Once he has the cash back from that initial investment, he'll use that same money to afford the down payment of the next property.
"[It's like a] conveyer belt acquisition system," he said. "This way you actually don't need any more money."
After every property is refinanced and in his name, he's able to afford the monthly mortgage payments through the rental income — with any difference going into his pocket.
3. He lived well below his means until he had a huge passive income portfolio
Despite increasing his income significantly since leaving his £15,000 job, Dixon-Bellot hadn't lived a life of luxury until fairly recently.
"When I started buying huge country manners and supercars, people said to me 'have you secretly won the lottery?'" he said.
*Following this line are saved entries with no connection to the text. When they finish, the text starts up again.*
Issue #1245, opened 2026-02-04
bug(web-ui): Long-running tool message gets duplicated during execution


grumpygordon:
### What happened?

During execution of a long-running tool, the message gets duplicated twice in UI.

| During execution | After tool finishes |
|------------------|---------------------|
| <img width="400" alt="Image" src="https://github.com/user-attachments/assets/eb7ffdc9-cfdf-4f17-aa6f-8f6e724b1c95" /> | <img width="400" alt="Image" src="https://github.com/user-attachments/assets/5bb48458-2e2c-48d9-8ccc-725da2cbb126" /> |

### Steps to reproduce

```
git clone https://github.com/badlogic/pi-mono
cd pi-mono && npm install && npm run build && npm run dev
```

Ask agent `Use JavaScript REPL to run: for(let i=0;i<5;i++){await new Promise(r=>setTimeout(r,1000));console.log(i)} - this will take 5 seconds`

### Expected behavior

**Expected**: Only one tool message must be shown. The "loading" gear indicator should be animating during tool execution

**Actual**: Currently a message is shown twice during tool execution. After tool execution, duplicate message is erased

MakerInProgress:
- [x] []()

grumpygordon:
I think the bug is still there? 

<img width="846" height="803" alt="Image" src="https://github.com/user-attachments/assets/456b7cfe-4c05-4111-89d2-c9e3a93e6b6c" />

grumpygordon:
@badlogic could you try to reproduce it please?

PR #1250, opened 2026-02-04
fix: duplicate tool messages during execution

nehaaprasad:
fix: #1245

### Problem: 

- Tool messages duplicated during long-running tool execution (shown in both MessageList and StreamingMessageContainer)

### Solution: 

-Hide pending tool calls in MessageList during streaming; they're already shown in StreamingMessageContainer

### Result: 

- Tool messages appear once during execution with proper loading indicator


badlogic:
Cheers.

PR #1260, opened 2026-02-04
chore(ai): replace proxy-agent with https-proxy-agent

dannote:
Replace `proxy-agent` with `https-proxy-agent` in the Bedrock provider. Both packages are from the same author/monorepo ([TooTallNate/proxy-agents](https://github.com/TooTallNate/proxy-agents)), but `proxy-agent` pulls in PAC file support (`pac-proxy-agent` → `pac-resolver` → `degenerator` → QuickJS WASM runtime), SOCKS proxy support, and other protocol handlers that are unnecessary for a CLI tool.

`https-proxy-agent` handles `HTTP_PROXY`/`HTTPS_PROXY` env vars, which is all that's needed here.

| | `proxy-agent` | `https-proxy-agent` |
|---|---|---|
| Direct deps | 8 | 2 |
| Weekly downloads | 20M | 124M |

Removes 20 transitive packages (including a bundled QuickJS WASM engine), ~5 MB from `node_modules`.

### DIFF
--- a/package-lock.json
+++ b/package-lock.json
@@ -3838,12 +3838,6 @@
 			"integrity": "sha512-OvjF+z51L3ov0OyAU0duzsYuvO01PH7x4t6DJx+guahgTnBHkhJdG7soQeTSFLWN3efnHyibZ4Z8l2EuWwJN3A==",
 			"license": "MIT"
 		},
-		"node_modules/@tootallnate/quickjs-emscripten": {
-			"version": "0.23.0",
-			"resolved": "https://registry.npmjs.org/@tootallnate/quickjs-emscripten/-/quickjs-emscripten-0.23.0.tgz",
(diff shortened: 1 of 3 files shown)


badlogic:
I don't think this is baked yet. I let the clanker explain.

1. **Accidental submodule**: The diff adds `.worktrees/test` as a git submodule.

2. **`NO_PROXY` crash**: The guard condition checks for `NO_PROXY`/`no_proxy`, so the block can be entered when only `NO_PROXY` is set without any proxy URL. `proxyUrl` is then `undefined`, and `new HttpsProxyAgent(proxyUrl!)` blows up. The old `ProxyAgent()` handled this by auto-detecting everything.

3. **`NO_PROXY` exclusions silently ignored**: `proxy-agent` respected `NO_PROXY` to bypass the proxy for matching hosts. `https-proxy-agent` doesn't. All requests go through the proxy regardless. This is a regression that hits exactly the corporate network environments where proxy config matters most.

The dependency reduction is appealing, but the tradeoff breaks proxy behavior. If you want to revisit, the fix would need to either handle `NO_PROXY` manually (e.g., via `proxy-from-env`) or keep using `proxy-agent`.

Thanks @dannote!

PR #1261, opened 2026-02-04
perf(ai): lazy-load provider SDKs to improve startup time

dannote:
**Problem**

All provider SDKs (`@anthropic-ai/sdk`, `openai`, `@google/genai`, `@aws-sdk/client-bedrock-runtime`) are eagerly imported at startup via `register-builtins.ts` and barrel re-exports in `index.ts`. None are needed until the first API call.

| Import | Time |
|---|---|
| `pi-ai/index.js` (before) | ~110ms |
| `pi-ai/index.js` (after) | ~58ms |

**Solution**

- Replace top-level provider imports in `register-builtins.ts` with lazy `import()` wrappers that load the provider module on first stream call and cache it for subsequent calls
- Remove provider `export *` from `index.ts` barrel (they triggered eager SDK loading at import time)
- Update `custom-provider-gitlab-duo` example to use deep imports for provider stream functions


badlogic:
Sorry, the extra indirection and complexity is not worth it.

PR #1275, opened 2026-02-05
feat(coding-agent): display name of selected model in modelSelectors

haoqixu:
Amazon Bedrock requires users to specify the ARN of the inference profile in the model id field to use it (typically for tracking costs). It's difficult for users to distinguish different models from just their model id.

This PR adds a line under the model selectors to display the name of the selected model to improve the UX.

After:
`/scoped-models`
screenshot-2026-02-05_16-45-39
`/models`
screenshot-2026-02-05_16-44-45


haoqixu:
It would also be nice if `pi` supported setting the model name to be displayed in the footer instead of the ID. However, considering that extensions support custom footers, I wonder if this is common enough to require support in the core? :thinking:

badlogic:
Cheers! Re: footer, yeah I think you are best served with a custom footer for this.

PR #3194, opened 2026-04-15
handle lower case am/pm in macos screenshot names

### LINKED ISSUE #3135: pi cannot read macOS screenshots in `en_AU` (AM/PM vs am/pm)

There is already a partial fix here https://github.com/badlogic/pi-mono/blob/main/packages/coding-agent/src/core/tools/path-utils.ts#L11-L13 but in my locale "am/pm" is lowercase so it doesn't work.

### Why?

I would like to show pi screenshots without workarounds.

Happy to contribute the fix myself or you get your agent to.

### How? (optional)

I got pi/opus to investigate this and it's suggestion was to make the regex case insensitive, i.e. `/ (AM|PM)\./gi` instead of `/ (AM|PM)\./g`

This seems reasonable and would fix my issue but might not help in other locales. There's probably a more robust workaround for unicode whitespace in filenames, but I don't know how complex that would be.

jay-aye-see-kay:
resolves https://github.com/badlogic/pi-mono/issues/3135 (pi cannot read macOS screenshots in en_AU)

### DIFF
--- a/packages/coding-agent/src/core/tools/path-utils.ts
+++ b/packages/coding-agent/src/core/tools/path-utils.ts
@@ -9,7 +9,7 @@ function normalizeUnicodeSpaces(str: string): string {
 }
 
 function tryMacOSScreenshotPath(filePath: string): string {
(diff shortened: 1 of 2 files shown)


badlogic:
cheers!

PR #3197, opened 2026-04-15
feat(agent): add interrupt() for graceful turn interruption

alasano:
## Why

Today pi-agent-core gives us two turn-control levers and neither fits our use case of stopping the agent without throwing away the tool work already in flight:

- `abort()` is destructive. It tears down the assistant stream and every tool execution at once. Most tool work isn't reversible once it has started - external calls, filesystem writes, shell commands, database operations all leave effects behind even if we cancel the process waiting on them. A hard abort throws away the outcome without undoing anything.
- `steer()` is too weak. It waits for the entire turn to finish before nudging the agent.

In the library we're building on top of pi-agent-core, we worked around this by layering custom state on top of `beforeToolCall` to block future tool calls. That workaround can't stop an in-flight assistant stream, doesn't integrate with turn-exit behavior, and means the model keeps streaming and burning tokens until it tries to call a tool.

The concrete case that pushed us to add this: getting the agent to wrap up when its context window is filling. We want to stop the current stream right away, let any in-flight tool work finish cleanly, and get control back so we can inject a "wrap up now" message. Claude Agent SDK has the same three-lane shape (steer / interrupt / abort) for the same reason.

This PR adds the missing middle lane: a first-class `Agent.interrupt()` that gracefully winds the current turn down.

## What changes

- New `Agent.interrupt()` API. Idempotent, no-op when idle.
- Assistant stream stops immediately on interrupt.
- Tools already running keep running; tools not yet started are blocked with a standard "session interrupted" error result (same pattern as `beforeToolCall` blocking).
- The run exits cleanly after `turn_end`, before any next LLM call. The agent returns to idle.
- Queued `steer()` / `followUp()` messages stay queued for the next `prompt()` / `continue()` rather than being consumed by the interrupted run.
- New `"interrupted"` stop reason on the finalized assistant message, so callers can tell a graceful interrupt apart from a hard abort in the transcript. Providers never emit this; it's synthesized at the agent layer.
- `abort()` still wins over `interrupt()` when both fire in the same run. Escalation from soft to hard is preserved and observable.
- Works for both sequential and parallel tool execution, including interrupt-during-preparation and interrupt-after-dispatch races.

## Notes

- Additive. Callers that never invoke `interrupt()` see no behavior change.
- `transform-messages.ts` keeps interrupted assistant messages in the replay (unlike `aborted` / `error`) because the partial content and any accompanying tool results are still valid transcript.
- `interrupted` was added to the `StopReason` union and the `AssistantMessageEvent` done-variant Extract so the provider code compiles without any provider-side changes.


badlogic:
As per CONTRIBUTING.md, I'd really want an issue before you open up a PR.

I'll consider this, but it will take a while.

alasano:
> As per CONTRIBUTING.md, I'd really want an issue before you open up a PR.
> 
> I'll consider this, but it will take a while.

Appreciate it! 

CONTRIBUTING.md didn't read to me as explicitly requiring opening an issue before a PR (once approved with lgtm). I interpreted it as approval being the gate, not necessarily an issue-first workflow.

That said, I’m fine following an issue-first approach if that’s the preferred process. Especially for feature PRs like this. That may be just OSS contribution common sense that I was lacking tbh.

badlogic:
Ah, you are right. I'll adjust the CONTRIBUTING.md, my bad!

Thanks for the PR!

alasano:
Rebased onto latest upstream/main and resolved the interrupt/tool-execution conflicts.

- Kept upstream's terminate/tool-execution ordering behavior while preserving interrupt wind-down semantics.
- Updated extension steering coverage so it no longer relies on hard abort consuming queued steering.

All tests and verification are passing.

badlogic:
sooo, i finally got time to look into this.

we definitely will not implement a new stopReason ala interrupted. that breaks a ton of downstream consumers and pi itself.

when the agent is not idle, your interrupt implementation will also just kill the stream, which will result in a partial assistant message. on replay, e.g. follow up prompt, this will break various providers, depending on where the stream was interrupted. e.g. if the stream is interrupted while streaming a thinking signature, replay will explode on some providers. that is definitely a no go.

interrupting tool execution like in this implementation is also questionable imo. just marking any unexecuted tool calls as errornous is basically the same thing you'd get if you abort.

handling of steering/follow-up messages is also weird. depending on state, steering message may get drained and put into context at the weirdest time. this is worse for follow up messages, which only get drained once the next inner agent turn has completed.

i'm afraid i can not merge this as is. i let my agent summarize what i did instead.

We added a smaller low-level primitive: shouldStopAfterTurn.

 Summary:

 - Added AgentLoopConfig.shouldStopAfterTurn.
 - It runs only after the current turn has fully completed:
     - assistant response finished normally
     - any requested tools finished normally
     - tool results were appended
     - turn_end was emitted
 - If the callback returns true, the loop emits agent_end and exits.
 - It exits before:
     - polling steering messages
     - polling follow-up messages
     - starting another LLM call
 - It does not:
     - abort the provider stream
     - create partial assistant messages
     - introduce a new StopReason
     - cancel running tools
     - synthesize error tool results
     - mutate or drain queued messages

 Files changed:

 - packages/agent/src/types.ts
     - Added ShouldStopAfterTurnContext
     - Added shouldStopAfterTurn to AgentLoopConfig
 - packages/agent/src/agent-loop.ts
     - Added the post-turn_end callback check and graceful agent_end
 - packages/agent/test/agent-loop.test.ts
     - Added coverage for stopping after a completed tool turn without another LLM call or follow-up
 polling
 - packages/agent/README.md
     - Documented the callback and semantics
 - packages/agent/CHANGELOG.md
     - Added an [Unreleased] entry

 Intended use case: stop cleanly after a turn, e.g. to trigger compaction before the next LLM call when
 context is getting too full.

alasano:
@badlogic thanks for having taken the time to review it properly and explain. I walked through the PR again with an agent based on your feedback to get a better understanding and I see the problems.

I think the main issue on my side was that I modeled this on the Claude Agent SDK and tried to port the whole thing over instead of thinking of a better way of doing it within pi-agent-core.

For the StopReason variant, I should have caught this during my own review. I didn't go check how many places in pi switch on the union, so I underestimated what adding a variant would actually break downstream.

shouldStopAfterTurn is actually going to work for me, thanks for that 👌

I did put real effort into making this a clean PR, but for any bigger changes in the future I'll open an issue first to discuss before building it out.

PR #3198, opened 2026-04-15
feat(coding-agent): tool call groups with cross-message lifecycle support

alasano:
Flagging upfront that I realize this is a fairly large change (new extension API + component + lifecycle model). I put in the effort to design it carefully and keep it cleanly layered with the rest of pi-coding-agent, and hopefully it's a capability you'd enjoy having. That said, I know it's a lot to push in a single PR, so I'm happy to discuss the direction, restructure, or split it up. If it isn't the right fit for your vision, that's fine too.

## What this adds

A `registerToolGroup()` API that lets extensions collapse consecutive tool calls into a single visual block, with full control over how the group renders. The framework handles the lifecycle (streaming args, execution events, abort/error, session replay, expand/collapse); the extension owns the rendered output.

image

```ts
api.registerToolGroup({
  name: "read-summary",
  lifecycle: { scope: "toolRun" }, // optional, defaults to "message"
  match: (toolName) => toolName === "Read",
  render: (members, theme, context) => {
    // Receives all members with their current state (pending, executing, completed)
    // Return a Component representing the grouped block
  },
});
```

## Why

I originally shipped a workaround for this in #1719: group tool calls by returning `undefined` from per-tool renderers and inject the batch summary through an anchor-tool's result slot. It was fragile, and it broke in v0.62 when `renderCall`/`renderResult` started requiring a `Component`. Rather than patch the workaround again, this makes grouping a first-class primitive.

## Lifecycle scopes

Groups default to `message` scope and close at assistant message boundaries. The `toolRun` scope keeps a group open across the assistant -> tool-result -> assistant continuation flow, so a multi-step flow (read file A, see result, read file B) renders as one continuous block instead of fragmenting per message.

A `toolRun` group closes when:
- the model emits text or thinking content
- a non-matching tool call arrives
- the message ends with a stop reason other than `toolUse`
- the agent run ends (abort, error, compaction, session reset)

A working `read-tool-group` example lives in `packages/coding-agent/examples/extensions/`. The same primitive works for any set of tools you want to collapse into one block (reads, searches, edits, custom tools).

## Test plan

- Live streaming and session replay for both `message` and `toolRun` scopes
- All defined `toolRun` closure boundaries, plus the `tool_execution_start` race paths
- Replay under abort/error with mixed completed and unresolved members


badlogic:
I'm afraid I won't merge this. I'm in the middle of a big refactor. I'm also not a fan of this functionality. I will consider it for the new extension API, but that will take a while.

alasano:
> I'm afraid I won't merge this. I'm in the middle of a big refactor. I'm also not a fan of this functionality. I will consider it for the new extension API, but that will take a while.

Alright no worries. Maybe you'll think of a different or better way to achieve the same result.

Unless I'm really mistaken, there's no way to achieve this properly in Pi right now and it opens up nice ways of doing cleaner blocks of information.

PR #3215, opened 2026-04-15
dummy pr for 3412

vladlearns:
the work was done in https://github.com/badlogic/pi-mono/pull/3412


packages/ai/src/providers/google-shared.ts
```diff
@@ -257,7 +284,9 @@ export function convertTools(
 			functionDeclarations: tools.map((tool) => ({
 				name: tool.name,
 				description: tool.description,
-				...(useParameters ? { parameters: tool.parameters } : { parametersJsonSchema: tool.parameters }),
+				...(useParameters
+					? { parameters: sanitizeForOpenApi(tool.parameters as Record<string, unknown>) }
```
vegarsti, line 288: `sanitizeForOpenApi` takes `schema: unknown` so I think this cast can safely be `as unknown`.

vegarsti (commented):
This is great - thank you! I've confirmed this works by running the added test, google-* tests, and stream.test.ts.

I would approve but I can't because main has been force pushed, apparently. Can you try fixing your branch history? (Make it up to date with this repo's main, add just one commit with this diff, and force push your branch.)

Image

cc @badlogic

packages/ai/src/providers/google-shared.ts
vladlearns: @vegarsti 

- https://github.com/badlogic/pi-mono/compare/main...vladlearns:pi-mono:main - looks like everything is good, only 1 commit, and patch w/ unknown
- https://github.com/badlogic/pi-mono/commit/156339504e88f7f5e21a8df18cacb5d3c161d33d - single commit

I checked the gh docs:

> - If pr was closed at commit, and we force-push commit (unrelated history), gh can't verify B came from A -> reopen blocked                               
>  - If I restore the exact commit A, then reopen, then force-push B - works fine because the pr is open during the force push

1. I can restore the pr branch to the exact commit it had when the PR got closed;
2. you reopen the pr;
3. then I force-push current clean tip back onto that same branch.

 
or I can simply open a new PR if that's okay?

Maybe Mario can do his magic and reopen this one cc @badlogic , since it looks like gh does not allow it

vegarsti: That's unfortunate! Yeah, please open a new one!

vladlearns: > That's unfortunate! Yeah, please open a new one!

https://github.com/badlogic/pi-mono/pull/3412

PR #3221, opened 2026-04-15
fix(ai): treat gcp vertex marker as ADC auth

deepkilo:
## Summary
- treat `gcp-vertex-credentials` as an ADC marker for `google-vertex` instead of a literal Vertex API key
- keep the existing real API key path unchanged
- add a regression test for the marker-based auth flow

## Problem
Some downstream integrations pass `gcp-vertex-credentials` as a sentinel value to indicate that Vertex auth should come from ADC. Today `resolveApiKey()` treats any non-empty string as a real API key, so `@google/genai` is initialized in API-key mode and Vertex rejects the request with a 401 (`API keys are not supported by this API`).

## Fix
When the provider receives `gcp-vertex-credentials`, it now falls back to the existing ADC path instead of the API key path.

## Test
- `npm run test --workspace packages/ai -- test/google-vertex-api-key-resolution.test.ts`

### DIFF
--- a/packages/ai/src/providers/google-vertex.ts
+++ b/packages/ai/src/providers/google-vertex.ts
@@ -45,6 +45,7 @@ export interface GoogleVertexOptions extends StreamOptions {
 }
 
 const API_VERSION = "v1";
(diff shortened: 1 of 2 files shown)


badlogic:
cheers

PR #3225, opened 2026-04-15
fix(coding-agent): make rpc prompt emit a single authoritative response

### LINKED ISSUE #3049: RPC prompt can emit conflicting responses for the same request id
In RPC mode, a single `prompt` request can emit more than one conflicting `response` for the same request id in prompt preflight failure scenarios.

## Observed behavior

In a setup with no valid model/auth context, I can reproduce a case where one `prompt` request id receives both:

- a failure response
- and a success response

For example, the same request id may receive:

- `{"id":"b1","type":"response","command":"prompt","success":false,...}`
- later followed by
- `{"id":"b1","type":"response","command":"prompt","success":true}`

The order may vary, but the underlying problem is that one request id can receive multiple conflicting authoritative responses.

## Expected behavior

Each RPC `prompt` request id should receive exactly one `response`.

I would expect the semantics to be:

- `success: true` => prompt was accepted / started / queued
- `success: false` => prompt was rejected before acceptance

If execution fails after acceptance, that failure should be represented through the normal streamed events/messages, not as a second `response` for the same request id.

## Why this matters

This makes the initial RPC response non-authoritative for host applications.

Potential impact:
- request tracking becomes ambiguous
- plugin/GUI state machines can enter contradictory states
- a host may treat the same request as both failed and accepted

## Reproduction outline

One reproduction path is:

1. start `pi` in RPC mode
2. remove configured model/auth context
3. send one `prompt` request with a fixed id
4. inspect all stdout protocol lines for that id

In this acceptance-failure path, the same request id can receive both failure and success responses.

## Proposed direction

I think the RPC contract would be cleaner if prompt handling were split into:

- prompt preflight / acceptance
- full prompt execution / completion

Then RPC could return exactly one response once acceptance is known, while later execution state continues through the normal event stream.

I already have a candidate fix and regression tests for this, but wanted to check the intended RPC semantics before I open a PR.

yzhg1983:
Fixes #3049.

   In RPC mode, `prompt` could emit conflicting `response` objects for the same request id when prompt preflight failed.

   This change makes the RPC response authoritative:

   - `success: true` means the prompt was accepted / started / queued
   - `success: false` means the prompt was rejected before acceptance
   - failures after acceptance continue to surface through the normal event/message stream, not as a second `response`

   Implementation:
   - factor prompt preflight out from full prompt completion in `AgentSession`
   - make RPC `prompt` wait for preflight/acceptance before returning its single response

   Tests:
   - preflight failure -> exactly one failure response
   - preflight success -> exactly one success response
   - queued/streaming path -> exactly one success response

### DIFF
--- a/packages/coding-agent/src/core/agent-session.ts
+++ b/packages/coding-agent/src/core/agent-session.ts
@@ -190,6 +190,8 @@ export interface ModelCycleResult {
 	isScoped: boolean;
 }
 
+type PreparedPromptResult = { kind: "handled" } | { kind: "queued" } | { kind: "run"; messages: AgentMessage[] };
+
 /** Session statistics for /session command */
 export interface SessionStats {
 	sessionFile: string | undefined;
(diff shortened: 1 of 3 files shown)


badlogic:
Wrapped on main with the narrower `preflightResult(success: boolean)` hook on `PromptOptions`.

Changes:
- emit the RPC `prompt` response only after session prompt preflight succeeds
- treat handled and queued prompts as success
- document `preflightResult` as public API in `docs/sdk.md` and update `docs/rpc.md`
- add regression coverage for reject, accept, and queued paths

Checks:
- `cd packages/coding-agent && npx tsx ../../node_modules/vitest/dist/cli.js --run test/rpc-prompt-response-semantics.test.ts`
- `npm run check`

From an outsider's perspective, it may have appeared that Dixon-Bellot's financial circumstances changed overnight, but it was actually part of a long, quiet plan. Instead of letting his income dictate his lifestyle, he chose to let his desired lifestyle dictate what type of income he would need.
"I could have done this years ago, but I decided to stay humble in terms of my spending, because I was busy buying cash-flowing assets [rental properties]," he explained. "I built the [passive income] in order to pay for the lifestyle that I knew would be a lot more luxurious."
Once he had enough passive income from the properties that he wanted, then he started living a corresponding lifestyle. Living off of this income, instead of from his other business' income, was extremely important to him.
"I'm not naive enough to think that you're always going to win," he said. "If all my firms crash tomorrow, I'm good just from my rental income."